Blustery snow on Thursday wreaked havoc on Boulder County roads, prompting Boulder and Longmont police to place their streets on accident alert and the temporary closure of Boulder Canyon because of multiple crashes.
"It just made it tricky for the evening commute," Boulder County Sheriff's Office Sgt. Clay Leak said. "It caught everyone by surprise."
Leak said that as of about 8:45 p.m., the county had responded to about 12 property damage crashes, a dozen slide-off accidents, at least one rollover and a report of a car that struck a telephone pole. He wasn't aware of any major injuries.
He said the traffic problems appeared to be concentrated in the central, eastern and mountainous regions of the county, and they appeared to be complicated by snow that melted in fairly warm temperatures during the day that dropped and caused ice to form.
He said that the cold temperatures expected overnight would likely affect the morning commute.
"It's a potential issue," he said. "It's going to be cold enough overnight."
Boulder Police Sgt. Paul Reichenbach said that the city went on accident alert at about 3 p.m. because of the snow, but officers still responded to numerous crashes where vehicles were disabled and couldn't be moved.
The Colorado State Patrol also placed all of unincorporated Boulder County on accident alert in the afternoon — basically asking motorists involved in minor crashes not to immediately report them — after multiple reports of car crashes around the county.
State Trooper Josh Lewis said on Thursday night that he was unaware of any traffic fatalities in the state resulting from the bad road conditions, but he said the state patrol had responded to a higher-than-normal number of crashes.
Longmont police Sgt. Tim Madigan said that officers had been responding to more crashes than usual, and roads — particularly overpasses — were icy, and plow crews were responding on Thursday night.
Sgt. Paul Campbell, also with Longmont police, said police responded to 15 crashes between 2 and 9:30 p.m. and another 15 minor crashes happened that motorists were advised to report later on because of the accident alert.
According to the National Weather Service, Boulder got between 2.8 and 5.8 inches, depending on where the measurements were taken. Longmont got 3 inches, Lyons got 6.5 inches and Nederland got 5 inches.

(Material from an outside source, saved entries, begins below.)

PR #13547, opened 2022-12-05
bootstrap setreg files to use the proper platform folders

byrcolin:
Change/add the bootstrap setreg files to use the proper platform folders instead of using the old PlatformGet() function. Once no longer used we can deprecate PlatformGet()

Signed-off-by: byrcolin <byrcolin@amazon.com>


lumberyard-employee-dm (approved):

moraaar (approved):
Will the old way still work? If not, then please update the following [android document](https://github.com/o3de/sig-platform/blob/main/testing-guidance/workflow-tests/android/android-lkg-workflows.md), table entry `Assets by VFS` > point 2.

moraaar:
In addition, please check `PlatformGet` is still not used in o3de-extras and asv.

I remember we have this one in OpenXRVk gem: https://github.com/o3de/o3de-extras/blob/development/Gems/OpenXRVk/Code/Source/OpenXRVkSwapChain.cpp#L163-L169

If you want to remove that one too the following file needs to be updated `https://github.com/o3de/o3de-extras/blob/development/Projects/OpenXRTest/Registry/OpenXR.setreg` and PALify that value with the android version.

Lastly mentions to `android_ViewResolutionScale` would need to be updated in this document https://github.com/o3de/o3de-extras/wiki/Build-and-Run-OpenXR-in-O3DE

amzn-phist (approved):
It's a good change.  I agree to be a bit more cautious before removing `PlatformGet` completely though, but for sure put it on a deprecation path.

PR #13550, opened 2022-12-06
name is only mean default folder

byrcolin:
If a name is only given instead of a path then the default folder is assumed

### DIFF
--- a/scripts/o3de/o3de/engine_template.py
+++ b/scripts/o3de/o3de/engine_template.py
@@ -489,6 +489,7 @@ def _instantiate_template(template_json_data: dict,
 
 def create_template(source_path: pathlib.Path,
                     template_path: pathlib.Path,
+                    template_name: str = None,
                     source_name: str = None,
                     source_restricted_path: pathlib.Path = None,
                     source_restricted_name: str = None,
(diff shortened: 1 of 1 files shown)


scripts/o3de/o3de/engine_template.py
```diff
@@ -1633,16 +1647,19 @@ def create_project(project_path: pathlib.Path,
...
         default_projects_folder = manifest.get_registered(default_folder='projects')
-        new_project_path = default_projects_folder / project_path
-        logger.info(f'Project Path {project_path} is not a full path, we must assume its relative'
+        new_project_path = default_projects_folder / project_name
+        logger.info(f'Only Project Name {project_name} specified, we must assume its relative'
                     f' to default projects path = {new_project_path}')
         project_path = new_project_path
+        # project name is now the last component of the project_path, so if someone enters some/path/toproject
+        # the destination is <default folder>/some/path/toproject which would make the name of the gem "toproject"
+        project_name = os.path.basename(project_path)
```
lumberyard-employee-dm, line 1661: The project_name shouldn't be set here as the user supplied via the command line option.
This code is within the if block when `project_name` is valid and therefore we shouldn't override the value.

lumberyard-employee-dm (approved):

PR #9569, opened 2022-05-16
Fixed UIElement ordering issue

cgalvan:
Fixes #9478 

Fixed issue when trying to use an `UIElement` without a backing data element getting an incorrect/random order in the RPE (usually getting pinned to the top regardless of expected order).

The logic that was iterating through the children on the node in the `InstanceDataHierarchy` didn't handle the case where a child was found that had no edit data (which occurs on anything that is trying to be reflected from an `AZ::Component` because it has an `Id` parameter that is serialized but not exposed to the `EditContext`). So the logic wouldn't move forward past this child, which would result (usually) in any `UIElement` being pinned to the top, since it would never be able to correctly find the child index of the child that came before the `UIElement`.

Made the following changes:
- Logic in `InstanceDataHierarchy` remains the same with the addition of it skipping over elements that don't have any edit data
- Updated unit test that was previously checking `UIElement` ordering to derive from `AZ::Component` in order to expose the ordering issue
- Updated RPE page in the control gallery to showcase using `UIElements` without a data element (without this change, the `UIElements` would show up at the top)
- Updated a few places in the code-base that were using the workaround of having a dummy variable be serialized (but never actually used) in order to control the ordering of a button to instead just use a `UIElement` with no data element, and verified the buttons still show up in the expected order
- Fixed Atom automated test to actually click the "Add Material Component" button that was previously relying on the workaround by changing the boolean data element value

UIElementsCorrectOrder

Signed-off-by: Chris Galvan <chgalvan@amazon.com>

PR #13557, opened 2022-12-06
Update Rigid Body CCD UI to reflect the global CCD property

amzn-ahmadkrm:

## What does this PR do?

Currently, the user can try to enable CCD in the Rigid body component not knowing that it disabled globally and wonder why nothing is changing. This PR updates the UI so that it is clear when the global CCD setting is enabled or disabled.

Editor_4OhPzrH5Iu
.

https://user-images.githubusercontent.com/105638312/205929996-e731de7b-0902-4bce-87eb-b159c858d471.mp4

## How was this PR tested?

Manual testing and unit test for checking if the button should be visible based on scene configuration.


amzn-ahmadkrm:
Tagging @amzn-leenguy for UI input

Gems/PhysX/Code/Source/EditorRigidBodyComponent.cpp
```diff
@@ -188,18 +190,29 @@ namespace PhysX
...
+                        ->Attribute(AZ::Edit::Attributes::ReadOnly, &EditorRigidBodyComponent::IsSceneCCDDisabled)
                     ->DataElement(AZ::Edit::UIHandlers::Default, &AzPhysics::RigidBodyConfiguration::m_ccdFrictionEnabled,
                         "CCD friction", "When active, friction is applied when continuous collision detection (CCD) collisions are resolved.")
                         ->Attribute(AZ::Edit::Attributes::Visibility, &AzPhysics::RigidBodyConfiguration::IsCCDEnabled)
+                        ->Attribute(AZ::Edit::Attributes::ReadOnly, &EditorRigidBodyComponent::IsSceneCCDDisabled)
+                    ->DataElement(
+                        AZ::Edit::UIHandlers::Button,
+                        &AzPhysics::RigidBodyConfiguration::m_configButton,
+                        "",
+                        "Click here to open the PhysX Configuration window, Enable global CCD to enable component CCD editing.")
```
greerdv, line 212: nitpick - I would suggest either changing the capital E in Enable to lower case, or changing the comma preceding it to a full stop.

Gems/PhysX/Code/Source/EditorRigidBodyComponent.cpp
```diff
@@ -302,6 +331,11 @@ namespace PhysX
     {
         m_debugDisplayDataChangeHandler.Disconnect();
 
+        if (m_sceneConfigChangedHandler.IsConnected())
+        {
+            m_sceneConfigChangedHandler.Disconnect();
```
greerdv, line 336: Not sure how it works with events, but I think with buses you can safely call Disconnect even if you're not connected, so you don't need to wrap it in a check to see if it's connected. Maybe worth checking if this is necessary for events.

greerdv (approved):
Looks good to me, nice work!

moraaar (approved):
Nice improvement! Good job!

Gems/PhysX/Code/Source/EditorRigidBodyComponent.cpp
hultonha: That's correct, the `IsConnected` check happens already in `Disconnect` itself

Gems/PhysX/Code/Source/EditorRigidBodyComponent.h
```diff
@@ -92,6 +92,8 @@ namespace PhysX
         void BuildGameEntity(AZ::Entity* gameEntity) override;
 
         const AzPhysics::RigidBody* GetRigidBody() const;
+        const bool IsSceneCCDDisabled() const;
+        void OpenPhysXConfigurationPane() const;
```
hultonha, line 96: update: `const bool` -> `bool` and also should `OpenPhysXConfigurationPane` be `private`? Does anything else need this outside the class?

Gems/PhysX/Code/Tests/RigidBodyComponentTests.cpp
```diff
@@ -231,4 +231,26 @@ namespace PhysXEditorTests
         PhysX::EditorColliderComponentRequestBus::Event(idPair, &PhysX::EditorColliderComponentRequests::SetCylinderSubdivisionCount, subdivisionsTooLarge);
         EXPECT_EQ(expectedError.GetExpectedWarningCount(), 2);
     }
+
+    TEST_F(PhysXEditorFixture, EditorRigidBodyComponent_PhysXConfigButtonVisibilityFunctionUpdatesOnSceneConfigurationChange)
```
hultonha, line 235: Great work adding this test 👍

hultonha (approved):
Looks good just a few mostly minor comments

Code/Framework/AzFramework/AzFramework/Physics/Configuration/RigidBodyConfiguration.h
```diff
@@ -57,6 +57,7 @@ namespace AzPhysics
         bool m_ccdEnabled = false; //!< Whether continuous collision detection is enabled.
         float m_ccdMinAdvanceCoefficient = 0.15f; //!< Coefficient affecting how granularly time is subdivided in CCD.
         bool m_ccdFrictionEnabled = false; //!< Whether friction is applied when resolving CCD collisions.
+        bool m_configButton = false; // required for button positioning in edit context, otherwise unused
```
cgalvan, line 60: I actually fixed the `UIElement` ordering issue earlier this year: https://github.com/o3de/o3de/pull/9569

So we don't need to do the workaround anymore by having an unused data element, so this can be removed and below in the EditContext you can just do:

`->UIElement(AZ::Edit::UIHandlers::Button, ...`

cgalvan (changes requested):

Gems/PhysX/Code/Source/EditorRigidBodyComponent.cpp
```diff
@@ -317,6 +351,21 @@ namespace PhysX
         }
     }
 
+    const bool EditorRigidBodyComponent::IsSceneCCDDisabled() const
```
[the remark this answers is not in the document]
amzn-ahmadkrm: I agree but I can't seem to use a negative with the Attributes in Reflect(), if I use !IsSceneCCDEnabled then it won't change the visibility

Gems/PhysX/Code/Source/EditorRigidBodyComponent.h
amzn-ahmadkrm: OpenPhysXConfigurationPane is defined in EditorRigidBodyComponent and is being accessed by EditorRigidBodyConfiguration, I could move it there but it doesn't really make sense there

Code/Framework/AzFramework/AzFramework/Physics/Configuration/RigidBodyConfiguration.h
amzn-ahmadkrm: I tried that first and just again now and the button doesn't appear in the right place: 
image

moraaar (approved):

Code/Framework/AzFramework/AzFramework/Physics/Configuration/RigidBodyConfiguration.h
hultonha: Any suggestions @cgalvan, it seems this may have regressed? Can we keep the data element for now?

Gems/PhysX/Code/Source/EditorRigidBodyComponent.cpp
```diff
@@ -188,18 +190,29 @@ namespace PhysX
...
                     ->DataElement(AZ::Edit::UIHandlers::Default, &AzPhysics::RigidBodyConfiguration::m_ccdFrictionEnabled,
                         "CCD friction", "When active, friction is applied when continuous collision detection (CCD) collisions are resolved.")
                         ->Attribute(AZ::Edit::Attributes::Visibility, &AzPhysics::RigidBodyConfiguration::IsCCDEnabled)
+                        ->Attribute(AZ::Edit::Attributes::ReadOnly, &EditorRigidBodyComponent::IsSceneCCDDisabled)
+                    ->DataElement(
+                        AZ::Edit::UIHandlers::Button,
+                        &AzPhysics::RigidBodyConfiguration::m_configButton,
+                        "",
+                        "Click here to open the PhysX Configuration window, Enable global CCD to enable component CCD editing.")
+                        ->Attribute(AZ::Edit::Attributes::ButtonText, "Open PhysX Configuration to Enable CCD")
```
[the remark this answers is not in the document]
hultonha: @amzn-ahmadkrm did you spot this one?

Gems/PhysX/Code/Source/EditorRigidBodyComponent.cpp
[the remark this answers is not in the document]
hultonha: Hmm I see... can you maybe have a public function that's called `IsSceneCcdEnabled`, and then make another private one which is called `IsSceneCcdDisabled` which just calls `!IsSceneCcdEnabled()`. This makes other calling code simple but handles the annoying internal case with the EditContext? It might also be possible to use a lambda instead maybe? So something like....

```
[this]
{
    return !IsSceneCcdEnabled();
}
```

hultonha (approved):

Code/Framework/AzFramework/AzFramework/Physics/Configuration/RigidBodyConfiguration.h
cgalvan: Weird, I see the same issue locally for this component, it works fine in other components in sub-groups so I'm not sure what the issue is, I'll remove my change request. It's probably not worth investigating further with the efforts on the DPE.

cgalvan (approved):

PR #76, opened 2022-08-02
Implement timeout for socks connection

RCasatta:
To achieve this we have to include a modified socks library, with supports for
timeout

Remove the error `BothSocksAndTimeout` which isn't needed anymore

### DIFF
--- a/Cargo.toml
+++ b/Cargo.toml
@@ -23,16 +23,23 @@ serde = { version = "^1.0", features = ["derive"] }
 serde_json = { version = "^1.0" }
 
 # Optional dependencies
-socks = { version = "0.3", optional = true }
 openssl = { version = "0.10", optional = true }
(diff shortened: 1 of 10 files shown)


Cargo.toml
```diff
@@ -23,7 +23,7 @@ serde = { version = "^1.0", features = ["derive"] }
 serde_json = { version = "^1.0" }
 
 # Optional dependencies
-socks = { version = "0.3", optional = true }
```
afilini, line 26: I don't think I can publish to crates.io with a local dependency. I think you need to move `socks` inside our `src` folder and include it as a local module

RCasatta: ahah ooops

RCasatta: `socks` included in `src`

RCasatta:
not necessary anymore

RCasatta:
I closed the wrong one

PR #80, opened 2022-08-16
Client: Drop script subscriptions to free lock

TheCharlatan:
This fixes a supposed deadlock when the reader thread receives a script subscription notification from the server before it receives a subscribing response. 

I am not 100% sure if this actually fixes a deadlock, but I ran into this in a regtest setup where a bunch of subscriptions were made, while some script notifications could be processed in parallel. My test failed sporadically with the electrum client locking up completely and adding this drop made the tests consistently pass again.


afilini (approved):
ACK aa0b9578188dcae8219316ef392329d764b04b2e, makes a lot of sense!

PR #88, opened 2022-09-05
`timeout()` and `socks()` don't return Result

RCasatta:
The `Result` was necessary in the past because they couldn't both be set,
this is not true anymore after 7493630ed88af5558b84a1f715890f67cfa4ec24


afilini:
Needs a cargo fmt and then I will ACK this!

RCasatta:
force pushed with cargo fmt

afilini (approved):
ACK 561db261d3529a058c7c94a8f48852c637b437c7

PR #93, opened 2023-01-05
Adding optional tests …

ulrichard:
… to showcase that it currently only works with electrs servers


notmandatory:
Hi, i'm just getting caught up on PRs in this repo. It's good to have a way to show which electrum servers this repo works and doesn't work with, but I'd rather not have a test that always fails. Also I'd rather not use non-local servers that could fail for other reasons.  How would you feel about getting this to at least pass with `electrsd` and commenting out the other servers as work for future PRs when and if we can get those other servers working and locally testable?

PR #94, opened 2023-02-14
Add `Batch::raw` and improve docs

evanlinjin:
Being able to add raw requests to `Batch` makes sense from an API standpoint because we already allow raw non-batched requests. This is also useful when the electrum server API gets an updated version and our client is unable to keep up.

Additional to this, I have improved the documentation and made `Call` private (since `Call` is never used externally).

### DIFF
--- a/src/batch.rs
+++ b/src/batch.rs
@@ -22,6 +22,11 @@ pub struct Batch {
 }
 
 impl Batch {
+    /// Add a raw request to the batch queue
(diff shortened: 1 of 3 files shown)


evanlinjin:
Maybe it would be better to make `Batch::calls` public. This will allow us to `collect` into it, which would be more useful?

notmandatory (approved):
ACK adb0c7444e610570ced1660c1890a5c1fdbd48c8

Boulder County Sheriff's Office Cmdr. Mike Wagner said that the crash that prompted the temporary closure of Boulder Canyon involved a bus and two cars at the mouth of the canyon, but no injuries were reported, and officers could be heard on the radio giving bus passengers rides to Nederland to the west.
Plow crews from municipalities, the county and the Colorado Department of Transportation hit the streets and highways to drop sand on slippery roads.
The National Weather Service is calling for a 40 percent chance of snow in Longmont on Friday, likely before noon, with a 20 percent chance of snow Friday night before 11 p.m. The high is expected to reach about 28 degrees.
The chance for snow in Boulder on Friday is a little lower, about 30 percent before noon, but a 20 percent chance for snow on Friday night before 11 p.m. also exists. The high temperature is also expected to be about 28 degrees.
The weather is expected to clear up during the weekend, but temperatures will likely not break 40 degrees.